Let me repeat that. There has been no clarification, no documentation, no explanation of why Alaska was dragged into this moratorium or what the terms of this suspension are. This is one more reason why the moratorium itself has been called into legal question. It was invalidated under the most scathing federal court opinion I have ever read. Judge Feldman called the moratorium “punitive,” which clearly applies to the apparent rationale for the suspension of Alaska’s leases. What is the rationale for not communicating with Alaska’s leaseholders or working on their permits?
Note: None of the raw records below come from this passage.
PR #635, opened 2025-02-21
fix 128bits ctlz intrinsincs UB

### LINKED ISSUE #604: UB in the implementation of the 128 bit ctlz intrinsic
*Originally discovered by running compiler tests with `-Cllvm-args=santize-undefined`.*

Running the following piece of code:
```rust
#[no_mangle]
fn ub()->u32{
    black_box(1_u128).leading_zeros()
}
```
will trip UB checks. This is caused by an improper implementation of the 128 bit ctlz intrinsic.  Currently, this intrinsic first checks if the argument is not 0, and then counts the leading zeroes in the high and low 8 bytes of the value - separately. 

This is incorrect: if either the low xor the high bytes are zero, then counting the leading zeroes in those 8 byte numbers is UB.

Here is the relevant part of GIMPLE, which shows the underlying issue:
```gimple
  if (param0 == 0) goto then; else goto else;
      then:
      zeros = 128;
      goto after;
      else:
      _2 = param0 >> 64;
      _3 = (size_t) _2;
      _4 = __builtin_clzll (_3);
      _5 = (uint128_t) _4;
      count_loading_zeroes_results[0] = _5;
      _6 = (size_t) param0;
      _7 = __builtin_clzll (_6);
```
In the case of `param0 = 1_u128`, the top `if`  will jump to `else`. There, the value `_2` will be zero(the high 8 bytes of 1_u128 are zero). This means that the value of `_3` will also be zero, and on this line:
```gimple
_4 = __builtin_clzll (_3);
```
`__builtin_clzll` will be called with an argument of `0`, which is UB.

dvermd:
Fixes #604

This is the GIMPLE code generated
```
      if (param0 == 0) goto then; else goto else;
      then:
      zeros = 128;
      goto after;
      else:
      _2 = param0 >> 64;
      _3 = (size_t) _2;
      if (_3 != 0) goto ctlz_then; else goto ctlz_else;
      after:
      stack_var_1.15_4 = &stack_var_1;
      MEM[(unsigned int *)stack_var_1.15_4] = zeros;
      stack_var_1.16_5 = &stack_var_1;
      loadedValue2 = MEM[(unsigned int *)stack_var_1.16_5];
      D.4444 = loadedValue2;
      return D.4444;
      ctlz_then:
      _6 = param0 >> 64;
      _7 = (size_t) _6;
      _8 = __builtin_clzll (_7);
      zeros = (unsigned int) _8;
      goto ctlz_after;
      ctlz_else:
      _9 = (size_t) param0;
      _10 = __builtin_clzll (_9);
      _11 = (unsigned int) _10;
      zeros = _11 + 64;
      goto ctlz_after;
      ctlz_after:
      zeros = zeros;
      goto after;
```

### DIFF
--- a/src/intrinsic/mod.rs
+++ b/src/intrinsic/mod.rs
@@ -726,51 +726,42 @@ impl<'a, 'gcc, 'tcx> Builder<'a, 'gcc, 'tcx> {
                 "__builtin_clzll"
             }
             else if width == 128 {
-                // Algorithm from: https://stackoverflow.com/a/28433850/389119
-                let array_type = self.context.new_array_type(None, arg_type, 3);
-                let result = self.current_func()
-                    .new_local(None, array_type, "count_loading_zeroes_results");
-
+                // Algorithm from: https://stackoverflow.com/a/28433850/389119 updated to check for high 64bits being 0
+                let result = self.current_func().new_local(None, self.u32_type, "zeros");
+                let ctlz_then_block = self.current_func().new_block("ctlz_then");
+                let ctlz_else_block = self.current_func().new_block("ctlz_else");
+                let ctlz_after_block = self.current_func().new_block("ctlz_after");
                 let sixty_four = self.const_uint(arg_type, 64);
                 let shift = self.lshr(arg, sixty_four);
                 let high = self.gcc_int_cast(shift, self.u64_type);
-                let low = self.gcc_int_cast(arg, self.u64_type);
-
-                let zero = self.context.new_rvalue_zero(self.usize_type);
-                let one = self.context.new_rvalue_one(self.usize_type);
-                let two = self.context.new_rvalue_from_long(self.usize_type, 2);
 
                 let clzll = self.context.get_builtin_function("__builtin_clzll");
 
-                let first_elem = self.context.new_array_access(None, result, zero);
-                let first_value = self.gcc_int_cast(self.context.new_call(None, clzll, &[high]), arg_type);
-                self.llbb()
-                    .add_assignment(self.location, first_elem, first_value);
+                let zero = self.const_uint(high.get_type(), 0);
+                let cond = self.gcc_icmp(IntPredicate::IntNE, high, zero);
+                self.llbb().end_with_conditional(
+                    self.location,
+                    cond,
+                    ctlz_then_block,
+                    ctlz_else_block,
+                );
 
-                let second_elem = self.context.new_array_access(self.location, result, one);
-                let cast = self.gcc_int_cast(self.context.new_call(self.location, clzll, &[low]), arg_type);
-                let second_value = self.add(cast, sixty_four);
-                self.llbb()
-                    .add_assignment(self.location, second_elem, second_value);
+                let leading_zeroes =
+                    self.gcc_int_cast(self.context.new_call(None, clzll, &[high]), result_type);
 
-                let third_elem = self.context.new_array_access(self.location, result, two);
-                let third_value = self.const_uint(arg_type, 128);
-                self.llbb()
-                    .add_assignment(self.location, third_elem, third_value);
+                ctlz_then_block.add_assignment(None, result, leading_zeroes);
+                ctlz_then_block.end_with_jump(None, ctlz_after_block);
 
-                let not_high = self.context.new_unary_op(self.location, UnaryOp::LogicalNegate, self.u64_type, high);
-                let not_low = self.context.new_unary_op(self.location, UnaryOp::LogicalNegate, self.u64_type, low);
-                let not_low_and_not_high = not_low & not_high;
-                let index = not_high + not_low_and_not_high;
-                // NOTE: the following cast is necessary to avoid a GIMPLE verification failure in
-                // gcc.
-                // TODO(antoyo): do the correct verification in libgccjit to avoid an error at the
-                // compilation stage.
-                let index = self.context.new_cast(self.location, index, self.i32_type);
+                let low = self.gcc_int_cast(arg, self.u64_type);
+                let low_leading_zeroes =
+                    self.gcc_int_cast(self.context.new_call(None, clzll, &[low]), result_type);
+                let leading_zeroes = self.add(low_leading_zeroes, sixty_four);
+                ctlz_else_block.add_assignment(None, result, leading_zeroes);
+                ctlz_else_block.end_with_jump(None, ctlz_after_block);
 
-                let res = self.context.new_array_access(self.location, result, index);
+                self.switch_to_block(ctlz_after_block);
 
-                return self.gcc_int_cast(res.to_rvalue(), result_type);
+                return result.to_rvalue();
             }
             else {
                 let count_leading_zeroes = self.context.get_builtin_function("__builtin_clzll");


dvermd:
It looks like the some CI jobs are failing on 
```
thread 'rustc' panicked at src/int.rs:176:13:
assertion failed: a_type.dyncast_array().is_some()
```
which is some code I didn't touch.

Can my changes have some side effects ?
I see that #631 also have these jobs failing. Perhaps it's not my changes which bring these failures.

Any hints ?

antoyo:
Not sure it's related. I opened a new dummy [PR](https://github.com/rust-lang/rustc_codegen_gcc/pull/636) to check if the tests pass, though.

antoyo:
The [CI](https://github.com/rust-lang/rustc_codegen_gcc/pull/636) passed, so the problem is in here.

I suspect this is because you changed the return type: it used to return an array type and your change makes it return a `u32`.

dvermd:
The return type of the `if width == 128` was already a u32 because the block ended with
```
                let res = self.context.new_array_access(self.location, result, index);

                return self.gcc_int_cast(res.to_rvalue(), result_type);
```
which will get an element in the array and cast it as result_type.

dvermd:
Ok, finally found the line pointing in my change `let leading_zeroes = self.add(low_leading_zeroes, sixty_four);` where `low_leading_zeroes`and `sixty_four` are of different types.

The problem I see is that the [if branch](https://github.com/rust-lang/rustc_codegen_gcc/blob/fcac22978ad507b8a7124f0a1600ff55417a34a7/src/int.rs#L162) should have been taken.

src/intrinsic/mod.rs
```diff
@@ -726,51 +726,43 @@ impl<'a, 'gcc, 'tcx> Builder<'a, 'gcc, 'tcx> {
                 "__builtin_clzll"
             }
             else if width == 128 {
-                // Algorithm from: https://stackoverflow.com/a/28433850/389119
-                let array_type = self.context.new_array_type(None, arg_type, 3);
-                let result = self.current_func()
-                    .new_local(None, array_type, "count_loading_zeroes_results");
-
+                // Algorithm from: https://stackoverflow.com/a/28433850/389119 updated to check for high 64bits being 0
```
antoyo, line 729: It seems your new algorithm significantly diverges from the one linked here.
If so, could you please provide the link to the algorithm you used? If you can't, could you please add comments below to make this easier to understand?

antoyo (commented):
Sorry for the delay: I've been very busy.

dvermd:
Hi, sorry for the delay, I missed your reply notification and got caught up by IRL stuff.

I'm going to add a comment on the new algorithm which is:
```
// if arg is 0 return 128
// else if the 64 high bits of arg are not 0, return clzll(64 high bits of arg)
//      else return 64 + clzll(64 low bits of arg)
```
This adds an if to the generated code but we need to check for 0 before calling `ctzll`

I think there is also a problem of UB in [intrinsic/simd.rs](https://github.com/rust-lang/rustc_codegen_gcc/blob/master/src/intrinsic/simd.rs#L359) 
```rust
                let index = bx.context.new_rvalue_from_long(bx.i32_type, i as i64);
                let value = bx.extract_element(vector, index).to_rvalue();
                let value_type = value.get_type();
                let element = if name == sym::simd_ctlz {
                    bx.count_leading_zeroes(value_type.get_size() as u64 * 8, value)
                } else {
                    bx.count_trailing_zeroes(value_type.get_size() as u64 * 8, value)
                };
```

where 0 is not special cased like in [intrinsic/mod.rs](https://github.com/rust-lang/rustc_codegen_gcc/blob/master/src/intrinsic/mod.rs#L413).


So I'll move the 0 special case handling in `count_leading_zeroes` and remove it from `codegen_intrinsic_call`

As found by @FractalFir, the same problems apply to trailing_zeros / cttz

dvermd:
There is still a diff in the handling of clz and ctz intrinsics in the `if` to select the first builtin function

```rust
    fn count_leading_zeroes(&mut self, width: u64, arg: RValue<'gcc>) -> RValue<'gcc> {
...
            if arg_type.is_uint(self.cx) {
                "__builtin_clz"
            }
```
vs 
```rust
    fn count_trailing_zeroes(&mut self, _width: u64, arg: RValue<'gcc>) -> RValue<'gcc> {
...
            if arg_type.is_uchar(self.cx) || arg_type.is_ushort(self.cx) || arg_type.is_uint(self.cx) {
                // NOTE: we don't need to & 0xFF for uchar because the result is undefined on zero.
                ("__builtin_ctz", self.cx.uint_type)
            }
```

They both have the same comment
```rust
            // TODO(antoyo): write a new function Type::is_compatible_with(&Type) and use it here
            // instead of using is_uint().
```

Should I add the `uchar` and `ushort` types to the leading zeros test ?

dvermd:
@antoyo Do you have any hints to reproduce the `--without-int128` environment locally ? I can't figure out by myself what makes the CI fail.

antoyo:
> @antoyo Do you have any hints to reproduce the `--without-int128` environment locally ? I can't figure out by myself what makes the CI fail.

If you compile gcc yourself, you can apply [this patch](https://github.com/rust-lang/gcc/blob/master/patches/0001-Disable-128-bit-integers-for-testing-purposes.patch).

Otherwise, you can try setting [this variable](https://github.com/rust-lang/rustc_codegen_gcc/blob/2b640216aea9527c67c82cfc781d979247ac6028/src/base.rs#L207) to false, but I'm not sure if this will have the same behavior.

src/intrinsic/mod.rs
```diff
@@ -886,82 +857,159 @@ impl<'a, 'gcc, 'tcx> Builder<'a, 'gcc, 'tcx> {
...
-        self.context.new_cast(self.location, res, result_type)
+            let sixty_four = self.const_uint(arg_type, 64);
+            let shift = self.lshr(arg, sixty_four);
+            let high = self.gcc_int_cast(shift, self.u64_type);
+
+            let clzll = self.context.get_builtin_function("__builtin_clzll");
+
+            let zero_hi = self.const_uint(high.get_type(), 0);
+            let cond = self.gcc_icmp(IntPredicate::IntNE, high, zero_hi);
+            block.end_with_conditional(self.location, cond, ctlz_then_block, ctlz_else_block);
```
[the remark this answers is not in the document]
dvermd: Well, the condition must be created on the else_block that is passed as an argument like in [gcc_icmp](https://github.com/rust-lang/rustc_codegen_gcc/blob/master/src/int.rs#L450) for example.

But that gave me a hint. 

If I make the code look like
```rust 
if width == 128 && !self.cx.supports_128bit_integers {
    // this code will exhibit UB when arg is 0
    self.count_leading_zeroes_nonzero_impl(...) 
} else {
    let result_type = self.u32_type;
    let result = self.current_func().new_local(None, result_type, "zeros");

    let then_block = self.current_func().new_block("zero_then");
    let else_block = self.current_func().new_block("zero_else");
    let after_block = self.current_func().new_block("zero_after");

    let zero = self.cx.const_uint(arg.get_type(), 0);
    let cond = self.gcc_icmp(IntPredicate::IntEQ, arg, zero);

    self.llbb().end_with_conditional(None, cond, then_block, else_block);

    let zero_result = self.cx.gcc_uint(self.u32_type, width);
    then_block.add_assignment(None, result, zero_result);
    then_block.end_with_jump(None, after_block);
    self.switch_to_block(else_block);

    let res = self.count_leading_zeroes_nonzero_impl(width, arg);
    else_block.add_assignment(None, result, res);
    else_block.end_with_jump(None, after_block);
    self.switch_to_block(after_block);
    result.to_rvalue()
}
``` 

The compilation pass. So, you're right, there must be something with the comparison of the 128bit arg when the context doesn't support 128bit integers.

What's weird is that I made exactly the same change on the `count_trailing_zeros` function and it compiles fine. 
What's even weirder is that when I copy and rename `count_trailing_zeros*` functions to `count_leading_zeros`, I get the compiler error.

That leads me to think there is something elsewhere that treats `count_trailing_zeros` and `count_leading_zeros` differently regarding 128bit integers.

Making a special case for 128bit integer on platform without 128bit integers doesn't look like a good idea and I'd prefer to find the real root of the error.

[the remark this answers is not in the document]
antoyo: What I meant is that `gcc_icmp` will not only create new blocks, but will end the current block because it has conditions.
In order to workaround this issue, you need to use `llbb()` to get the new current block that will still be in your `else` branch.

dvermd:
I finally made through it once I realized `lshr` ends the current block just like `gcc_icmp`. I moved it out of the `then` and `else` blocks, thus it is computed even when not used.

src/intrinsic/mod.rs
```diff
@@ -992,50 +1010,43 @@ impl<'a, 'gcc, 'tcx> Builder<'a, 'gcc, 'tcx> {
...
-                let not_low = self.context.new_unary_op(self.location, UnaryOp::LogicalNegate, self.u64_type, low);
-                let not_high = self.context.new_unary_op(self.location, UnaryOp::LogicalNegate, self.u64_type, high);
-                let not_low_and_not_high = not_low & not_high;
-                let index = not_low + not_low_and_not_high;
-                // NOTE: the following cast is necessary to avoid a GIMPLE verification failure in
-                // gcc.
-                // TODO(antoyo): do the correct verification in libgccjit to avoid an error at the
-                // compilation stage.
-                let index = self.context.new_cast(self.location, index, self.i32_type);
+                let result = self.current_func()
```
antoyo: There is also a lot duplication with `count_leading_zeroes_nonzero` here, but I'm not sure a refactoring would make it clearer since we need to use high first in one method and low first in the other.
So, I'll let you judge if a refactoring would help clarity here.

src/intrinsic/mod.rs
```diff
@@ -886,20 +858,43 @@ impl<'a, 'gcc, 'tcx> Builder<'a, 'gcc, 'tcx> {
     }
 
     fn count_leading_zeroes(&mut self, width: u64, arg: RValue<'gcc>) -> RValue<'gcc> {
+        let func = self.current_func();
```
antoyo: Please add a comment to this method to describe what it does (return 0 if arg is zero, otherwise call the leading_zero builtin).

antoyo (commented):
This looks good!
Again, I'm very sorry for the long delay it took me to review this.
Thanks a lot for your contribution.

src/intrinsic/mod.rs
dvermd: I can see many ways to factorize this code:

1. Add a boolean and several ifs to switch between trailing and leading zeros
2. Create an enum with functions to implement specific behaviour for trailing or leading zeros
3. Create a macro and generate 2 different functions

Any preference on your side on which refactoring path to take ?

dvermd:
There is a compilation error on m68k because the `__ctzdi2` symbol is not found. From my research it looks like adding `-lgcc` would fix the error. Is this something we want for the tests ?

I also tried to add `-C llvm-args=sanitize-undefined` and `-C link-args=-lubsan` to compiler args to make the test fail if the UB is re-introduced but m68k doesn't find libubsan.so so I remove it for now.

antoyo:
> There is a compilation error on m68k because the `__ctzdi2` symbol is not found. From my research it looks like adding `-lgcc` would fix the error. Is this something we want for the tests ?

Correct me if I'm wrong, but I was under the impression that a previous version of this PR passed this test. Is this the case?
If so, do you know what change caused this failure?

dvermd:
> > There is a compilation error on m68k because the `__ctzdi2` symbol is not found. From my research it looks like adding `-lgcc` would fix the error. Is this something we want for the tests ?
> 
> Correct me if I'm wrong, but I was under the impression that a previous version of this PR passed this test. Is this the case? If so, do you know what change caused this failure?

I think the last green on m68k was on the commit [97aaccd](https://github.com/rust-lang/rustc_codegen_gcc/commit/97aaccdd5e6b33d5e96bd23271e8a4ec39310e6c) in this [ workflow](https://github.com/rust-lang/rustc_codegen_gcc/actions/runs/16799184499/workflow).

Then I added some tests like you suggested and the error occurred while compiling it.

antoyo:
This intrinsic seems to be in [compiler-builtins](https://github.com/rust-lang/compiler-builtins/blob/eba1a3f3d2824739f07fe434624b0d2fee917d89/compiler-builtins/README.md?plain=1#L66), so I believe if you change the test to use `core` (and possibly `std`), this should work without any flag needed.

tests/lang_tests_common.rs
```diff
@@ -115,7 +115,19 @@ pub fn main_inner(profile: Profile) {
...
             match profile {
-                Profile::Debug => {}
+                Profile::Debug => {
+                    if test_target.is_ok() {
+                        // m68k doesn't have lubsan for now
+                        compiler.args(["-C", "llvm-args=sanitize-undefined"]);
+                    } else {
+                        compiler.args([
+                            "-C",
+                            "llvm-args=sanitize-undefined",
```
antoyo: Are you sending the correct flags here?
I ran the new test on the master branch and it passes while I assumed it should fail on the master branch.

antoyo (commented):
Thanks!
Everything looks good now.
There's only this question left regarding the new test:

antoyo:
And sorry again for taking some time to review this.

PR #647, opened 2025-04-11
Remove -fuse-linker-plugin since we do LTO before the linker is invoked

antoyo:


src/back/lto.rs
```diff
@@ -279,6 +281,15 @@ fn fat_lto(
             context.set_optimization_level(to_gcc_opt_level(config.opt_level));
             context.add_command_line_option("-flto=auto");
             context.add_command_line_option("-flto-partition=one");
+            context.add_driver_option("-flto=auto");
+            context.add_driver_option("-flto-partition=one");
+            // FIXME: we apparently generate fat objects since we had trouble with a sync:
```
antoyo, line 286: Fix this first.

antoyo:
This was attempted again in #775.

PR #118, opened 2026-06-09
Generic trait for egraph

amarshah1:
*Issue #, if available:*

*Description of changes:* I added a generic trait for an egraph (`src/egraphs/trait.rs`) and refactored our current implementation to support this trait. This required me to split the old egraph into two, the `SolverState` (in `src/solver_state.rs`), which maintains high-level things the solver needs to keep track of, and the new `Egraph` (in `src/egraphs/basic/egraph.rs`), which does the egraph specific operations. The Egraph can only be called via the trait functions and maintains its own representation of terms as suggested by Bruno.

Around 80% of the code was writen using Claude Opus 4.6 while also manually approving every change myself and providing constant guidance. I was overall pretty happy with this approach. Claude sometimes got confused and made mistakes, so I think my guidance was necessary. I think this was faster and better than if I tried to do the refactoring completely on my own


amarshah1:
We regress from 66.1% to 65.5% on the Verus benchmarks. I anticipate this is largely because we waste time converting from the Yaspar representation to the egraph representation

src/egraphs/basic/egraph.rs
```diff
@@ -0,0 +1,2096 @@
...
+        }
+    }
+
+    /// Assert t1 = t2 at the given decision level.
+    /// Performs congruence closure. Returns a conflict if a disequality is violated.
+    fn assert_equal(&mut self, t1: u32, t2: u32, level: usize) -> EgraphResult<u32> {
+        self.advance_to_level(level);
+        let fixed = level == 0;
+        let from_quantifier = false;
+        let proof_parent = ProofForestEdge::Equality {
```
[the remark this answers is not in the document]
amarshah1: removed in new commit

src/egraphs/basic/egraph.rs
```diff
@@ -0,0 +1,2070 @@
...
+    type Op = Op;
+    type TermId = u32;
+
+    fn register_true(&mut self) -> Self::TermId {
+        self.register_opaque_term()
+    }
+
+    fn register_false(&mut self) -> Self::TermId {
+        self.register_opaque_term()
+    }
```
benjaminfjones: The egraph has no notion of which opaque ID is true vs false; that knowledge lives only in SolverState (true_uid/false_uid + bimap). This works today, but the trait's doc comment ("Register the boolean true constant") implies the egraph tracks them.

This all seems a bit fragile. I don't have a good suggestion to improve it, but documentation at this impl level would help clarify that polarity tracking is the caller's responsibility.

src/egraphs/traits.rs
```diff
@@ -0,0 +1,181 @@
...
+    pub diseq_lit: Lit,
+}
+
+/// Result of a mutating egraph operation (assert_equal, assert_disequal, etc.).
+#[derive(Debug, Clone)]
+pub struct EgraphResult<T> {
+    /// A conflict, if the operation caused a disequality violation.
+    pub conflict: Option<Conflict<T>>,
+    /// SAT literals to propagate (from watched equalities that became true).
+    pub propagations: Vec<Lit>,
```
benjaminfjones, line 37: Is this "dead". It doesn't seem to be populated anywhere that I can see.

src/arithmetic/lp.rs
```diff
@@ -341,8 +342,11 @@ pub fn extract_linear_expression(
             }
         }
         Global(..) => {
-            // Handle variables
-            expr.insert(Coefficient::Term(term.uid()), IBig::from(1));
+            // TODO: consider whether we need egraph.find() here for correctness when variables are merged
```
benjaminfjones, line 345: Is this a good opportunity to just use `find`? Is there a good reason not to for consistency with the other match cases?

src/solver_state.rs
```diff
@@ -0,0 +1,938 @@
...
+                    triggers: trigger_ids,
+                    variables,
+                    body: inner_term.uid(),
+                    id: term.uid(),
+                    guard,
+                    polarity,
+                    skolemized: false,
+                });
+            } else {
+                panic!("Quantifier {} does not have an annotation", term);
```
benjaminfjones, line 525: this is a DoS on certain valid SMT inputs :) Can we capture in an issue, or a TODO for better error handling?

src/cadical_propagator.rs
```diff
@@ -511,16 +352,16 @@ impl<'a> ExternalPropagator for CustomExternalPropagator<'a> {
 
                 // todo: have a helper function for this, because it gets included twice
                 // for literal in literals {
-                //     // if self.egraph.nelson_oppen_literals.contains(&literal) {
+                //     // if self.solver_state.egraph.nelson_oppen_literals.contains(&literal) {
```
benjaminfjones: Can we just remove all this commented out code?

src/egraphs/basic/egraph.rs
```diff
@@ -0,0 +1,2070 @@
...
+    /// Register a single term in the egraph (non-recursive).
+    /// Sets up terms_list, proof_forest, predecessors, function_maps for this term.
+    /// Register a single term (non-recursive). Children must already be registered.
+    /// Sets up terms_list, proof_forest, function_maps, and adds this term as a
+    /// predecessor of each of its children.
+    /// If `dynamic` is true, calls find_and_union_to_eclass to merge with any
+    /// existing congruent term (needed for quantifier instantiation and datatype axioms).
+    /// Returns true if the term was already registered.
+    /// Register a single term (non-recursive). Children must already be registered.
+    /// Takes raw IDs — no dependency on Term representation.
```
benjaminfjones: docstring is really confusing; it looks like it's triplicated (three different versions of a top-level doc statement?)

src/egraphs/basic/egraph.rs
```diff
@@ -0,0 +1,2070 @@
...
+                }
+            }
+        }
+
+        if y_parent == x {
+            return (true, highest_level_y, highest_hash_y);
+        };
+
+        // if they are in the same tree need to recompute the root
+        // this is super gnarly -> make better
```
benjaminfjones, line 555: haha :)

src/egraphs/basic/egraph.rs
```diff
@@ -0,0 +1,2070 @@
...
+            1,
+            "We are in check_self_disequality with t {}",
+            self.display_term(t)
+        );
+        let t_disequalities = &self.proof_forest[t as usize].disequalities();
+        debug_println!(19, 2, "We have t_disequalities {:?}", t_disequalities);
+
+        // TODO: should not need to sort disequalities here if we are using a deterministic hashmap
+        let sorted_disequalities: Vec<_> = t_disequalities.iter().collect();
+        // sorted_disequalities.sort_by_key(|(key, _)| **key);
```
benjaminfjones: rm

src/egraphs/basic/egraph.rs
```diff
@@ -0,0 +1,2070 @@
...
+                    self.display_term(*key),
+                    key,
+                    disequality,
+                    self.display_term(root),
+                    self.display_term(t),
+                    self.display_term(disequality.term),
+                    self.display_term(disequality.original_disequality.0),
+                    self.display_term(disequality.original_disequality.1)
+                );
+                // assert! ((smaller_term == self.find(disequality.original_disequality.0) && larger_term == self.find(disequality.original_disequality.1)) || (smaller_term == self.find(disequality.original_disequality.1) && larger_term == self.find(disequality.original_disequality.0)));
```
benjaminfjones: maybe better to make a comment here about what the expected invariant is at this program point

src/main.rs
```diff
@@ -131,23 +124,29 @@ fn main() -> Result<(), String> {
...
     // somewhat inefficient especially since we have to clone nnf_term, but I couldn't come up with a
     // better way to do this
     for nnf_term in nnf_terms {
-        let additional_constraints = check_for_function_bool(&nnf_term, &mut egraph, false);
+        let additional_constraints = check_for_function_bool(
+            &nnf_term,
+            &mut solver_state,
+            false,
+            args.ddsmt,
+            args.lazy_dt,
```
benjaminfjones, line 148: I'm not sure if `check_for_function_bool` is pre-existing, but the pattern of passing three booleans positionally is bug prone. I think `find_datatype_axioms` and `learn_ctor_selector_clauses` also suffer this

Are there environmental risks involved in answering questions or processing documents?

Since the court ruling, the administration has reissued the moratorium, but again the process is so baffling and unclear that our Alaskan companies can’t tell which moratorium they are under because neither set of documents covers or even references the class of activities which would be taking place in the Alaska OCS. In fact, the most recent moratorium documents go to great length to describe the comparatively small risk of shallow water exploration, which at 150 feet of water is exactly what Alaska’s leases would be.

The arbitrary and capricious nature of this continued suspension and continued refusal by Interior to explain its actions is inexcusable and potentially illegal. My sense, unfortunately, is that this administration has succumbed to political pressure to pull Alaskan activity into the moratorium in reaction to the Gulf spill, even though it had no defensible justification for doing so.

But again, this problem goes beyond Alaska. And while it may be difficult to appreciate the broader impacts of this moratorium on the families, workers and companies who did nothing wrong and simply want to get back to work, the consequences are very real and getting worse. The oil and gas industry is not regional; it buys goods and services from every single state and it delivers its products to every single state in the nation.

If the administration wants a safer offshore program, it needs to say what the new requirements are and let leaseholders know that they may resume work as soon as they comply. This has been within your power throughout this ordeal and it’s beyond comprehension why it has taken so long to verify compliance with the additional safety requirements of the NTL’s.

Director Bromwich, I know you view your top priority at Interior as leading a “swat team” to go after what you perceive to be bad actors within your agency. But it’s been months since the moratorium was imposed, and at this point I believe the best thing you could do is provide a date certain on which you are prioritizing your duty as a manager rather than an unusually aggressive inspector general.

Interior needs to do its job. The Outer Continental Shelf Lands Act directs the expeditious development and production of America’s offshore resources. The administration is in violation of this statute. This violation is tearing families apart and permanently damaging the national economy.